Negué con la cabeza. Llamaba así, por la película de Tim Burton, al vecino que había empezado a recortar los arbustos de Losar.
—Pues te lo voy a contar. Era un modesto genio, a su manera, pobre diablo. Su mujer la palmó y él se deprimió. Un día se roció de gasolina, roció también su Seiscientos, se metió dentro y lo prendió. Inquisidor de sí mismo.
Meditabundo, Berberán miraba el pañuelo manchado.
—Así es el mundo: sangre, fuego y lágrimas. Explotados y explotadores que quieren recortarnos como si fuéramos arbustos. Y flotando en el aire... el amor burgués —soltó imprevistamente, como queriéndome pillar por sorpresa, con una mirada cargada de malicia—. ¿Y la rusa, te ha dejado? De un tiempo para acá pareces un alma en pena.
Me limité a mirarle en silencio.
—Tempus fugit, carpe diem. ¡Oh, hermosura mortal, cometa al viento! —declamó.
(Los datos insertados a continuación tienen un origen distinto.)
PR #2892, opened 2018-01-30
Change "/elections/list" endpoint zip search to use new table

lbeaufort:
## Summary
Currently, the elections search endpoint and other views use tables created from csv's to map congressional district to zip code (`ofec_fips_states` and `ofec_zips_districts`). This PR refactors the elections/search endpoint to use a new  `ref_zip_to_district` table instead of csv's in the materialized view `ofec_elections_list_mv` to make updating this data easier.

- Use the new `ref_zip_to_district` table created by https://github.com/18F/openFEC/pull/2877 in all the places the old tables `ofec_fips_states` and `ofec_zips_districts`are used
- Create duplicate (renamed) materialized view for `ofec_sched_a_aggregate_state_recipient_totals_mv` to use the new MV
- Update ElectionsListView resource to reference this new MV


data/migrations/V0052__copy_ofec_sched_a_aggregate_state_recipient.sql
```diff
@@ -0,0 +1,149 @@
+CREATE MATERIALIZED VIEW ofec_sched_a_aggregate_state_recipient_totals_2_mv AS
```
ccostino: Just out of curiosity, why the `2` in the name?  Are we still keeping the other materialized view?

Also, where is this materialized view being used?

webservices/resources/elections.py
```diff
@@ -85,31 +85,24 @@ def _get_elections(self, kwargs):
...
-            zips_districts,
-            fips_states,
-        ).join(
-            fips_states,
-            zips_districts.c['State'] == fips_states.c['FIPS State Numeric Code'],
-        ).filter(
-            zips_districts.c['ZCTA'].in_(kwargs['zip'])
+        districts = db.session.query(ZipsDistricts).filter(
+            cast(ZipsDistricts.zip_code, Integer).in_(kwargs['zip']),
+            ZipsDistricts.active == 'Y'
```
ccostino: Nice, using the new table definitely simplifies the code here!

webservices/common/models/elections.py
```diff
@@ -27,3 +27,14 @@ class ElectionsList(db.Model):
     cycle = db.Column(db.Integer)
     incumbent_id = db.Column(db.String, doc=docs.CANDIDATE_ID)
     incumbent_name = db.Column(db.String, doc=docs.CANDIDATE_NAME)
+
+
+class ZipsDistricts(db.Model):
+    __table_args__ = {'schema': 'staging'}
```
ccostino: The `staging` schema?  I may have missed this, so I just wanted to double check on it to make sure I know what it is. :-)

data/migrations/V0052__copy_ofec_sched_a_aggregate_state_recipient.sql
lbeaufort: @ccostino thanks for pointing this out! I misunderstood this before - I'm going to push a new commit with the standard "create TMP/rename TMP" migration.

webservices/common/models/elections.py
lbeaufort: @ccostino - it looks like that's where the table was put, with [this migration](https://github.com/18F/openFEC/blob/develop/data/migrations/V0050__add_ref_zip_to_district.sql). Is that ok?

LindsayYoung:
I'll merge when we get rid of the unused management commands

LindsayYoung:
never mind I just needed to refresh

webservices/common/models/elections.py
LindsayYoung: that was already added here: https://github.com/18F/openFEC/blob/83f59d5c2c1d4aa90aac036b276d4ca54340dbaa/data/migrations/V0050__add_ref_zip_to_district.sql

PR #2899, opened 2018-02-01
Fix elasticsearch reindex timeouts, revert global connection setting

lbeaufort:
Elasticsearch was timing out on [restore_from_staging_index](https://github.com/18F/openFEC/blob/develop/webservices/legal_docs/index_management.py#L461) and [move_archived_murs](https://github.com/18F/openFEC/blob/develop/webservices/legal_docs/index_management.py#L474) on `reindex` commands, which was messing with our ability to restore from a staging index. (Needed for management command `refresh_current_legal_docs_zero_downtime`)

This PR reverts the global elasticsearch connection settings, and passes the proper parameter to the elasticsearch `reindex` command to allow the resource-heavy task to finish.

[Elasticsearch 2.4 API docs on timeout](http://elasticsearch-py.readthedocs.io/en/2.4.0/api.html#timeout)
"Global timeout can be set when constructing the client (see Connection‘s `timeout` parameter) or on a per-request basis using `request_timeout` (float value in seconds) as part of any API call"

### DIFF
--- a/webservices/legal_docs/index_management.py
+++ b/webservices/legal_docs/index_management.py
@@ -458,7 +458,7 @@ def restore_from_staging_index():
         "index": "docs"
       }
     }
-    es.reindex(body=body, wait_for_completion=True, timeout='5m')
+    es.reindex(body=body, wait_for_completion=True, request_timeout=1500)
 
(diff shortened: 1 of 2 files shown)


vrajmohan:
Nice work figuring out the right parameters and where to set them!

Recordé la última vez que habíamos discutido, a cuenta de la exposición de un fotógrafo estadounidense, Winogrand. Berberán no la aprobaba, porque sus fotografías no tenían ningún mensaje, no pretendían cambiar la sociedad, y a mí me gustaba precisamente eso, que pusiera delante la vida para que el espectador pudiera bucear por sí mismo en ella, sin consignas. Estaba harto de sermones.
—Me han dicho que es modelo y que le hacías fotos. Tiene gracia, tú, que no te comprometes, que no te casas con nadie, ¿querías casarte con ella?
Cambié de tema.
—¿Piedra o porra?
—¿Qué más da? Una hostia caída del cielo y sin consagrar —respondió. Volvía a observar con detenimiento las manchas de sangre del pañuelo, su pequeña obra de arte—. El lenguaje siempre ha estado de parte de la altura, fíjate —continuó, sin molestarse por mi regate—. ¡Qué alto ha llegado Fulanito, qué bajo ha caído Menganito! Lo superior y lo inferior. Excelso significa muy elevado, una persona excelsa, lo contrario de rastrera.
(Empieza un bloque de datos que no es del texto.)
PR #2901, opened 2018-02-02
Add candidate_pcc to /elections/ endpoint

lbeaufort:
## Summary

Addresses https://github.com/fecgov/fec-cms/issues/1910

This modifies the /elections/ endpoint to show `candidate_pcc` where a candidate has a linked committee has designation 'P' (Primary Campaign Committee.) Where two committees are marked 'P' in an election cycle (this really shouldn't happen) it takes the highest (aka most recent) committee ID. 

The plan is to refactor the /elections/ endpoint this sprint, but this *unblocks* the election profile redesign (cc: @patphongs @JonellaCulmer) 

**Note**: not all candidates have committees yet. Where there is no linked committee, the elections endpoint returns `null`.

Dio un largo trago cerrando los ojos, y volvió a apretarse el pañuelo contra la ceja.
—Admiramos a los pájaros que vuelan y despreciamos a las criaturas que reptan. ¿Dónde imagina el común de los mortales el cielo? Arriba. ¿Y el infierno? Abajo. En la cima de su inteligencia, en la cumbre de su prestigio, en la cúspide de su capacidad física. Ese catedrático es una eminencia. Un día mi abuelo dijo, mirándome: Tú para arriba y yo para abajo.
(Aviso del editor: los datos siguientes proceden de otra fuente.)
PR #2905, opened 2018-02-05
Add support for expression-based sorts in API

ccostino:
Addresses #2791

This changeset adds support for expression-based sorts in API queries, meaning that instead of sorting on a specific column we can choose to sort on an expression.  This is useful if an expression needs to be used to provide the desired value as opposed to what is stored in the column itself, especially if that expression is also used in the `WHERE` clause of the query.  Furthermore, this allows us to leverage expression-based indexes properly to ensure that the API queries are performant.

To create expression-based sorting options, you can follow the pattern developed for the `sort_expressions` hybrid property on the model in this PR, or followed a more [detailed set of instructions](https://github.com/18F/openFEC/wiki/Enabling-an-expression-based-sort) in the wiki.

—Su vida culminó cuando conoció a Betty —intervine, momentáneamente divertido por el juego—. Su mirada le daba alas.
—Se tomó un gin-tonic y se vino arriba.
Cogió las gafas y las observó con aparente interés.
—Venga, anda, házmela de una vez, eres como una puta mosca cojonera. Quizá seas de verdad un artista. Estas gafas vintage tienen su gracia.
—Cierra los ojos, los cristales son muy gruesos. Ábrelos cuando te diga.
Se las puso. Estaba seguro de que tampoco allí iba a encontrar la íntima orfandad.
—Ábrelos.
Disparé dos veces, derrotado de antemano, y extendí la mano para recuperar los anteojos. ¿Podría ser que ya ninguna de las fotos valiera porque había perdido la ilusión?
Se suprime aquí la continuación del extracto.